Technopol Wiener Neustadt und FOTEC erneut Hot-Spot für Weltraumantriebe

In das Erfolgsbuch der Luft- und Raumfahrt am Technopol Wiener Neustadt wurde ein neues internationales Kapitel geschrieben. Unlängst präsentierten sich die Wiener Neustädter Unternehmen auf der größten Fachmesse für Luftfahrt in Frankreich. Unmittelbar im Anschluss erhielten die FOTEC, das Forschungsunternehmen der FH Wiener Neustadt, und ENPULSION, ein Spin-Off der FOTEC, einen 2 Millionen Euro Auftrag der Europäischen Weltraumagentur ESA. Nun informierten sich über 250 Teilnehmer der „International Electric Propulsion Conferenz“ (kurz IEPC) über Ausbildung, Forschung und Hightech Unternehmen rund um Weltraumtechnologie in Wiener Neustadt. Landesrätin Petra Bohuslav gratuliert den Vertretern der FOTEC, der FH Wiener Neustadt und ENPULSION zu ihrer internationalen Vorreiterrolle und für die herausragende Arbeit für den Bildungs-, Forschungs- und Wirtschaftsstandort Niederösterreich.

 

Großes internationales Interesse an Technologie aus Niederösterreich

An der Fachkonferenz für elektrische Antriebssysteme von Satelliten haben rund 650 Teilnehmer aus über 30 Nationen über fünf Tage hinweg teilgenommen. Am Freitag stand nach dem Vortragsprogramm ein Besuch in Wiener Neustadt an, wo speziell die Labore von FOTEC, ENPULSION, den ansässigen Kompetenzzentren und der FH Wiener Neustadt im Mittelpunkt gestanden sind. Für die perfekte Organisation der IEPC zeichnete die FOTEC in Kooperation mit der FH Wiener Neustadt und dem Hightech Start-Up ENPULSION verantwortlich.

„Da in den Forschungseinrichtungen der Platz limitiert ist, konnten nur 250 Personen nach Wiener Neustadt eingeladen werden. Das große internationale Interesse an Technologie aus Niederösterreich zeigt, dass wir mit den Schwerpunkten am Technopol Wiener Neustadt und der Forcierung des Bereichs Luft- und Raumfahrt zum richtigen Zeitpunkt auf die richtigen Themen gesetzt haben. Besonders stolz sind wir auf alle engagierte Forscher, Gründer und Lehrenden wie Helmut Loibl, Alexander Reissner und Carsten Scharlemann, ohne deren Team und das allseitige persönliche Engagement solche Erfolge schlichtweg unmöglich sind“, freut sich Landesrätin Petra Bohuslav.

 

Marschrichtung in Wiener Neustadt stimmt

„Zuverlässigkeit und höchste technisch-wissenschaftliche Standards sind in der Weltraumtechnologie das Maß der Dinge, hieran wird man gemessen.
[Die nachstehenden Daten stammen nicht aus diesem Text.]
PR #714, opened 2024-03-09
OpenChangePasswordDialog new rules #328

### LINKED ISSUE #328: Event Request on Changing Password
**🕮 Describe the issue**
I would like to add an event that allows you to implement password policy on old and new password while changing your user passwords

**🔧 To Reproduce**

The current code only has only one integration event to modify password minimum length only

**📣 Expected behavior**

The current code works fine, this is an additional feature. You can then check that users don't reenter their old passwords asthe new password

**Screenshots**
image

**Additional context**

Drakonian:
#### Summary 

If OldPassword is passed, we check that the new password should match the OldPassword
Also in this case we check that the old password matches the entered old password
New test

#### Work Item(s) 
Fixes #328 

Fixes [AB#506715](https://dynamicssmb2.visualstudio.com/1fcb79e7-ab07-432a-a3c6-6cf5a88ba4a5/_workitems/edit/506715)


src/System Application/App/Password/src/PasswordDialog.Page.al
```diff
@@ -27,6 +27,12 @@ page 9810 "Password Dialog"
                 ExtendedDatatype = Masked;
                 ToolTip = 'Specifies the current password, before the user defines a new one.';
                 Visible = ShowOldPassword;
+                trigger OnValidate()
+                begin
+                    if OldPasswordToCompare <> '' then
```
grobyns: All logic should be moved the impl codeunit

src/System Application/App/Password/src/PasswordDialog.Page.al
```diff
@@ -85,12 +95,16 @@ page 9810 "Password Dialog"
...
+        PasswordSameAsOldErr: Label 'The new password cannot be the same as the old password.';
+        OldPasswordMismatchErr: Label 'The old password does not match the entered password.';
         [NonDebuggable]
         PasswordValue: Text;
         [NonDebuggable]
         ConfirmPasswordValue: Text;
         [NonDebuggable]
         OldPasswordValue: Text;
+        [NonDebuggable]
+        OldPasswordToCompare: Text;
```
grobyns: why are these not SecretText?

Drakonian: @grobyns
Actually the reason is that on the page the user cannot interact directly with SecretText, variables with type text are used for input. Therefore, it was more convenient to compare text with text at once. 

For the same reason, I decided to place the logic of checks directly on the page.
Anyway, I'll fix what you asked for )

Drakonian:
PR is updated

src/System Application/App/Password/src/PasswordDialogImpl.Codeunit.al
```diff
@@ -99,15 +99,15 @@ codeunit 9811 "Password Dialog Impl."
     [NonDebuggable]
     procedure ValidateOldPasswordMatch(OldPasswordToCompare: SecretText; OldPasswordEntered: SecretText)
     begin
-        if OldPasswordToCompare.Unwrap() <> '' then
+        if not OldPasswordToCompare.IsEmpty() then
```
Drakonian: It is better to use the built-in IsEmpty() function to check for emptiness

JesperSchulz:
Build is failing. Please update PR and let's do another run 😊

Drakonian:
Updated

src/System Application/App/Password/src/PasswordDialogImpl.Codeunit.al
```diff
@@ -92,5 +95,21 @@ codeunit 9811 "Password Dialog Impl."
...
+    begin
+        if not OldPasswordToCompare.IsEmpty() then
+            if OldPasswordToCompare.Unwrap() <> OldPasswordEntered.Unwrap() then
+                Error(OldPasswordMismatchErr);
+    end;
+
+    [NonDebuggable]
+    procedure ValidateNewPasswordUniqueness(OldPasswordToCompare: SecretText; NewPassword: SecretText)
+    begin
+        if not OldPasswordToCompare.IsEmpty() then
```
JesperSchulz: You could reduce nesting here by by doing an "if isempty then exit". Just a suggestion.

JesperSchulz (approved):

src/System Application/App/Password/src/PasswordDialogImpl.Codeunit.al
Drakonian: I agree. I often write like that myself, don't know why I haven't done the same here :)

JesperSchulz (dismissed):

src/System Application/App/Password/src/PasswordDialog.Page.al
```diff
@@ -27,6 +27,10 @@ page 9810 "Password Dialog"
                 ExtendedDatatype = Masked;
                 ToolTip = 'Specifies the current password, before the user defines a new one.';
                 Visible = ShowOldPassword;
+                trigger OnValidate()
+                begin
+                    PasswordDialogImpl.ValidateOldPasswordMatch(OldPasswordToCompare, OldPasswordValue);
```
darjoo: Shouldn't we also do the same check `if RequiresPasswordValidation then...` here?

Drakonian: As far as I understood from the discussion of the problem it was decided that this rule should always be active. Besides, `RequiresPasswordValidation` is now used only to check the strength of the password and the user has the option not to enable it. 

Based on all this information, it seems to me that I don't need to be bound to `RequiresPasswordValidation`

JesperSchulz:
I'll do some functional testing of those changes early next week 🙂 If all goes well, we merge!

src/System Application/Test/Password/src/PasswordDialogTest.Codeunit.al
```diff
@@ -243,14 +269,29 @@ codeunit 135033 "Password Dialog Test"
...
+        Assert.IsTrue(PasswordDialog.OldPassword.Visible(), 'Old Password Field should be visible.');
+        Assert.IsTrue(PasswordDialog.ConfirmPassword.Visible(), 'Confirm Password Field should be visible.');
         PasswordDialog.OldPassword.SetValue(InValidPasswordTxt);
         PasswordDialog.Password.SetValue(ValidPasswordTxt);
         PasswordDialog.ConfirmPassword.SetValue(ValidPasswordTxt);
         PasswordDialog.OK().Invoke();
     end;
 
+    [ModalPageHandler]
+    procedure ChangePasswordDialogWitldOldPasswordModalPageHandler(var PasswordDialog: TestPage "Password Dialog");
```
JesperSchulz: There seems to be some typo in the procedure name?
...WitldOld...

src/System Application/Test/Password/src/PasswordDialogTest.Codeunit.al
```diff
@@ -221,6 +224,29 @@ codeunit 135033 "Password Dialog Test"
...
     end;
 
+    [Test]
+    [HandlerFunctions('ChangePasswordDialogWitldOldPasswordModalPageHandler')]
+    procedure OpenChangePasswordDialogWithOldPasswordTest();
+    var
+        Password: SecretText;
+        OldPassword: SecretText;
+    begin
+        // [SCENARIO] Open Password dialog in change password mode. Old password
```
JesperSchulz: Old password?

src/System Application/Test/Password/src/PasswordDialogTest.Codeunit.al
Drakonian: Should be WithOldPassword, fixed

src/System Application/Test/Password/src/PasswordDialogTest.Codeunit.al
Drakonian: Typo removed, thanks

JesperSchulz (dismissed):
Looks good to me. Manual tests conducted successfully.

Drakonian:
Something's broken, the build's been going on for 3 hours.
image

JesperSchulz:
> Something's broken, the build's been going on for 3 hours. image

@mazhelez / @aholstrup1, you're on!

src/System Application/App/Password/src/PasswordDialogImpl.Codeunit.al
```diff
@@ -73,6 +75,7 @@ codeunit 9811 "Password Dialog Impl."
         PasswordDialog: Page "Password Dialog";
     begin
         PasswordDialog.EnableChangePassword();
+        PasswordDialog.SetOldPasswordToCompareSecretValue(OldPassword);
```
AndreasMoth: The OldPassword parameter is a bit confusing now.. So as an input it's the old password that should be compared to, as an output it's the old password the user typed. Now these are not necessarily equal, if the OldPassword input was empty, then the OldPassword output is not necessarily empty. Of course if OldPassword input has a value, then OldPassword output are equal.

src/System Application/App/Password/src/PasswordDialogManagement.Codeunit.al
```diff
@@ -116,7 +116,7 @@ codeunit 9810 "Password Dialog Management"
     /// Opens a dialog for the user to change a password and returns the old and new typed passwords if there is no validation error,
     /// otherwise an empty text are returned.
     /// </summary>
-    /// <param name="OldPassword">Out parameter, the old password user typed on the dialog.</param>
+    /// <param name="OldPassword">Out parameter, the old password to compare with the password user typed on the dialog.</param>
```
AndreasMoth: We should specify OldPassword is also an input parameter. From this I expect the function itself determines the old password, compares and gives me the old password in case I want to do some kind of comparison.

src/System Application/App/Password/src/PasswordDialogImpl.Codeunit.al
Drakonian: Exactly, they can have differences and it's all because the original function had a very strange design where the OldPassword was just what the user entered in the dialog box, all the checks were kind of out of brackets. This in turn created confusion about how to use the function at all. 

https://github.com/microsoft/BCApps/issues/328#issuecomment-1983618268

To support backwards compatibility, when passing a blank to OldPassword (and this function was very often used this way) it will work as it did before the change. But only when OldPassword is filled in will the function actually perform a comparison. In addition, checking that the old password does not match the new one makes sense only when the old password has been sent. Otherwise there is nothing to check.

So the logic is as follows
Input OldPassword = '' works as before, we just return the entered password, no checks.
Input OldPassword <> '' if we do pass OldPassword it means that we assume a specific OldPassword and if it doesn't match the password the user fills in, an error is inevitable and necessary. Only in this case there is any chance to compare if OldPassword doesn't match NewPassword.

I'd say more confusing was how the function worked previously

src/System Application/App/Password/src/PasswordDialogManagement.Codeunit.al
Drakonian: I agree now this is input and output parameter

Drakonian: It probably makes no sense to return OldPassword at all, since we introduce checks and standards at the PasswordDialogManagment level.

Perhaps the best way would be to mark the old method as obsolete in future releases and create a new one (but would have to give a new name, number of parameters the same).

or we keep as it is (but specify param as In & Out)

@AndreasMoth what do you think?

AndreasMoth: Yes, that makes sense, to at least remove "var" from the OldPassword (through obsoletion, remember CLEAN tags).
You can also argue if we should even return the password, why does the caller need to get that password? But for now, just remove the "var" from OldPassword. We could also rename OldPassword to CurrentPassword while Password should be NewPassword (after all, you give the current password and get out the new password - renaming is not super important though).

Drakonian:
@AndreasMoth @JesperSchulz 

I've updated the code and updated the variable names.

I would like to point out that this strange design when OldPassword was returned was only needed for OnPrem report 9810 “Change Password”. 
The point is that it's quite an unusual situation when we need to return the entered OldPassword and at the same time we can't find out which password is actually correct. This information is not available and its validation is done in Database.ChangeUserPassword(Text, Text)
https://learn.microsoft.com/en-us/dynamics365/business-central/dev-itpro/developer/methods-auto/database/database-changeuserpassword-method

My original code supported in/out at the same time, which essentially supported the Change Password report scenario. In order to keep this support in the report the old implementation is used instead of the new one.

Let me know what you think about it.

AndreasMoth (approved):

src/System Application/App/Password/src/PasswordDialogManagement.Codeunit.al
```diff
@@ -77,6 +77,18 @@ codeunit 9810 "Password Dialog Management"
...
 #pragma warning restore AL0432
     end;
+
+    /// <summary>
+    /// Opens a dialog for the user to change a password and returns the old and new typed passwords if there is no validation error,
+    /// otherwise an empty text are returned.
+    /// </summary>
+    /// <param name="OldPassword">Out parameter, the old password user typed on the dialog.</param>
+    /// <param name="Password">Out parameter, the new password user typed on the dialog.</param>
+    [Obsolete('Replaced by OpenPasswordChangeDialog without out OldPassword param', '24.0')]
```
JesperSchulz:
```suggestion
    [Obsolete('Replaced by OpenPasswordChangeDialog without out OldPassword param', '25.0')]
```

JesperSchulz (approved):

JesperSchulz:
@Drakonian, test compilation now seems to fail. Will you investigate?

Drakonian:
@JesperSchulz

Yes of course, the problem is that Test Password is a separate app and it cannot access internal implementation from System Application. The strangest thing is that I didn't get this error in testing locally, probably the build system in the project is still not perfect.

I will now update the test that refers to internal codeunit.

grobyns:
> @JesperSchulz
> 
> Yes of course, the problem is that Test Password is a separate app and it cannot access internal implementation from System Application. The strangest thing is that I didn't get this error in testing locally, probably the build system in the project is still not perfect.
> 
> I will now update the test that refers to internal codeunit.

FYI: tests should not have direct access to internals. If some internals access is needed, then it should be through a test library app which encapsulates the internal and exposes some public method allowing what you need. If you can avoid using internals completely, that's great, if not, please add methods to a test library :-)

Drakonian:
@JesperSchulz 
Ready to check

JesperSchulz (dismissed):

Drakonian:
@JesperSchulz broken builder?

image

id looks correct

image

Drakonian:
image

JesperSchulz:
@Drakonian, no, there's still a permission set with ID 135033. Now that you've changed the app.json, that ID is outside of the ID range - hence the compilation error. Add the range from 135033 to 135033, and that issue should be gone.

Drakonian:
> @Drakonian, no, there's still a permission set with ID 135033. Now that you've changed the app.json, that ID is outside of the ID range - hence the compilation error. Add the range from 135033 to 135033, and that issue should be gone.

Corrected. 
Do you have any idea why this is compiling locally? 😮

JesperSchulz:
> > @Drakonian, no, there's still a permission set with ID 135033. Now that you've changed the app.json, that ID is outside of the ID range - hence the compilation error. Add the range from 135033 to 135033, and that issue should be gone.
> 
> Corrected to old ID range. Do you have any idea why this is compiling locally? 😮

You are probably only compiling the entire System Application in one go, and not the modules individually - is my guess 🙂

Drakonian:
> > > @Drakonian, no, there's still a permission set with ID 135033. Now that you've changed the app.json, that ID is outside of the ID range - hence the compilation error. Add the range from 135033 to 135033, and that issue should be gone.
> > 
> > 
> > Corrected to old ID range. Do you have any idea why this is compiling locally? 😮
> 
> You are probably only compiling the entire System Application in one go, and not the modules individually - is my guess 🙂

I feel a little confused about having to run the CI process several times and it finds new errors. It would be cool to run it locally somehow 😞 
I hope you're not wasting too much time on this

new correction ready, should be last 😈

JesperSchulz:
No worries. I just click a button 🙂 It's perfectly normal that you need to submit several updates before builds succeed. Of course you can (and should) enable all code analyzers with the correct rules, but things like compiling the modules individually or running CLEAN builds, is too much to ask. We all here in the BC team use CI to verify those things.

JesperSchulz (approved):

AndreasMoth (approved):

PR #735, opened 2024-03-12
Marketing Text: JA/Japanese: Remove lower boundary check as this blocks languages where spaces are…

henrikfrovst:
#### Summary 
Remove lower boundary check as this blocks languages where spaces are not used.

#### Work Item(s)
Fixes # [AB#506451](https://dynamicssmb2.visualstudio.com/1fcb79e7-ab07-432a-a3c6-6cf5a88ba4a5/_workitems/edit/506451)

### DIFF
--- a/src/System Application/App/Entity Text/src/EntityTextImpl.Codeunit.al
+++ b/src/System Application/App/Entity Text/src/EntityTextImpl.Codeunit.al
@@ -359,8 +359,6 @@ codeunit 2012 "Entity Text Impl."
                 begin
                     SplitCompletion := Completion.Split(EncodedNewlineTok + EncodedNewlineTok);
                     FormatValid := SplitCompletion.Count() = 2; // a tagline + paragraph must contain an empty line
-                    if FormatValid then
-                        FormatValid := SplitCompletion.Get(2).Split(' ').Count() >= MinParagraphWords; // the paragraph must be more than MinParagraphWords words
                 end;
             TextFormat::Paragraph:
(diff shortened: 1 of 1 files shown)


src/System Application/App/Entity Text/src/EntityTextImpl.Codeunit.al
```diff
@@ -359,8 +359,6 @@ codeunit 2012 "Entity Text Impl."
                 begin
                     SplitCompletion := Completion.Split(EncodedNewlineTok + EncodedNewlineTok);
                     FormatValid := SplitCompletion.Count() = 2; // a tagline + paragraph must contain an empty line
-                    if FormatValid then
```
msft-sam, line 362: Should we keep the check for English?

henrikfrovst: Not sure why it was there in the first place, other than ensuring some text? but perhaps we can change it to go for characters rather than words?

msft-sam: I guess characters could work - it was mostly there to ensure we don't give a very short paragraph of text

qasimikram: In my opinion we should have a rule in prompt how long a description we need rather then having such condition in AL. Shorter result is still better then no result IMO :)

qasimikram (approved):
Look good to me.

JesperSchulz (approved):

In Wiener Neustadt ist es gelungen Forschung, Ausbildung und Wirtschaft ideal zu vernetzten, das ist die Basis für solche Erfolge. Herausforderung war das überragende internationale Interesse, über 650 Anmeldungen – das hat unsere Erwartungen weit übertroffen und auch unser gesamtes Organisationsteam massiv gefordert – welchem wir ganz besonders danken möchten“, sind sich Alexander Reissner, Helmut Loibl und Carsten Scharlemann einig.

Wiener Neustadts Bürgermeister Klaus Schneeberger über die Wichtigkeit derartiger Kongresse: "Wiener Neustadt ist auf dem Gebiet der Technologie und Forschung bereits seit rund zwei Jahrzehnten in führender Rolle und im Mittelpunkt des Interesses. Das soll beginnend mit der derzeit laufenden Niederösterreichischen Landesausstellung nun auch im Tourismus Realität werden. Internationale Kongresse sind hier eine perfekte Symbiose zwischen dem Technopol-Standort sowie der lokalen Hotellerie und Tagungslandschaft. So schließt sich ein Kreis, von dem letztlich die gesamte Stadt profitieren soll und wird."

Bereits seit 2004 unterstützt die ecoplus, die Wirtschaftsagentur des Landes Niederösterreich, im Auftrag der Niederösterreichischen Landesregierung die Entwicklungen am Technopol Wiener Neustadt. „Gerade solche Highlights mit internationaler Leuchtkraft zeigen klar auf, die Marschrichtung in Wiener Neustadt stimmt. Die technologischen Leuchttürme werden weltweit gesehen, die Dynamik der internationalen Märkte uns Wissenschaft erfordert auch ein ständiges anpassen der Rahmenbedingungen – hier sind wir vor Ort tätig“, erläutert ecoplus Geschäftsführer Helmut Miernicki.